Video Screencast Help

Service Group Restarts after Concurrency Violations

Created: 04 Oct 2013 • Updated: 16 May 2014 | 2 comments
thibbert1's picture
0 Agree
0 Disagree
0 0 Votes
Login to vote
Status: In Review

Recently, during a planned network outage, we experienced many of our Veritas Cluster Service groups restart themselves after concurrency violaitions.  We have a ticket (05162728) that references this. We knew that we would lose network connectivity temporaily including LLT causing passive nodes to try to bring resources online.  We also knew that the concurrency violations would occurr.  But due to SCSI locks and other checks and balances, we knew that Service Groups would fail to come online on the passive nodes.  However, and also to the shagrin of the technical engineer assigned to this case, after LLT was re-established, the active nodes proceeded to offline and restart Service Groups.  This was not expected.  Also in the dozen or so clusters we have, this was not consistent.  In the future we know what we can freeze nodes and SG's to proactively try an prevent this however, that would not help for sudden lost of LLT.  

 

We would like the option to be able to control what happens to Service Groups and resources after a concurrency violation is detected.  We may or may not want to have Service Groups restart depending on the situation.

 

Comments 2 CommentsJump to latest comment

g_lee's picture

thibbert1,

It might be worthwhile checking the following group attributes / how they're set in your cluster, as the existing attributes may already be able to control this.

eg: AutoStartList takes effect on new cluster (eg: if LLT links are restored, and nodes start joining, then this becomes a "new" cluster?)

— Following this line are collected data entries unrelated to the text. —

PR #2915, opened 2017-06-17
Local punc vars

ziuq:
Localize puncutation variables.   This is trivial.

Live and learn--I would think of the %ENV as a punc var, but it is sensible that the policy would apply to all language defined :: variables.

### DIFF
--- a/lib/LedgerSMB/Sysconfig.pm
+++ b/lib/LedgerSMB/Sysconfig.pm
@@ -132,7 +132,7 @@ sub def {
         # If an environment variable is associated, set it  based on the
         # current value (taken from the config file, default, or pre-existing
         #  env var.
-        local $ENV{$envvar} = ${$name}                  
+        local $ENV{$envvar} = ${$name}
             if $envvar && defined ${$name};
 
         # create a functional interface
--- a/lib/LedgerSMB/Sysconfig.pm
+++ b/lib/LedgerSMB/Sysconfig.pm
@@ -495,7 +495,7 @@ sub check_permissions {
 
     my $tempdir = LedgerSMB::Sysconfig::tempdir();
     # commit 6978b88 added this line to resolve issues if HOME isn't set
-    $ENV{HOME} = $tempdir;
+    local $ENV{HOME} = $tempdir;
 
 
     if(!(-d "$tempdir")){
--- a/lib/LedgerSMB/Sysconfig.pm
+++ b/lib/LedgerSMB/Sysconfig.pm
@@ -128,7 +128,11 @@ sub def {
         }
 
         ${$name} = $ENV{$envvar} if ( $envvar && defined $ENV{$envvar} );  # If an environment variable is associated and currently defined, override the configfile and default with the ENV VAR
-        $ENV{$envvar} = ${$name}                                # If an environment variable is associated Set it based on the current value (taken from the config file, default, or pre-existing env var.
+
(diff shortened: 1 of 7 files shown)


ziuq:
I can delete the branch on ziuq and close this PR?

ehuelsmann:
@ziuq please do not close and delete: I think the bit with LSMB_ALWAYS_MONEY *is* valid. Can we retain that (and drop the other env vars for now)?

lib/LedgerSMB/Sysconfig.pm
```diff
@@ -128,7 +128,11 @@ sub def {
         }
 
         ${$name} = $ENV{$envvar} if ( $envvar && defined $ENV{$envvar} );  # If an environment variable is associated and currently defined, override the configfile and default with the ENV VAR
-        $ENV{$envvar} = ${$name}                                # If an environment variable is associated Set it based on the current value (taken from the config file, default, or pre-existing env var.
+
+        # If an environment variable is associated, set it  based on the
+        # current value (taken from the config file, default, or pre-existing
+        #  env var.
+        local $ENV{$envvar} = ${$name}
```
ehuelsmann: Basically, only this one and the one below are meant to modify global state, meaning that the others can be merged, but these two can't.

lib/LedgerSMB/Sysconfig.pm
```diff
@@ -495,7 +499,7 @@ sub check_permissions {
 
     my $tempdir = LedgerSMB::Sysconfig::tempdir();
     # commit 6978b88 added this line to resolve issues if HOME isn't set
-    $ENV{HOME} = $tempdir;
+    local $ENV{HOME} = $tempdir;
```
ehuelsmann: This is the other one meant to modify global state (which can't be merged).

einhverfr:
My 0.02 on this.  I am all for localizing all environment variables in the old code block.  That avoids the environment variables changing in relation to new code and helps cabin whatever shims we have to do for old code.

AutoRestart default is 1 - so by default will try to restart groups with persistent resources - as you mentioned it was network outage/work, the network resources would be persistent, so this would apply to the group(s).

--------------------
AutoRestart
Restarts a service group after a faulted persistent resource becomes online.
The attribute can take the following values:
• 0.Autorestart is disabled.
• 1.Autorestart is enabled.
• 2.When a faulted persistent resource recovers from a fault, the VCS engine clears the faults on all non-persistent faulted resources on the system. It then restarts the service group.

See "About service group dependencies" on page 489.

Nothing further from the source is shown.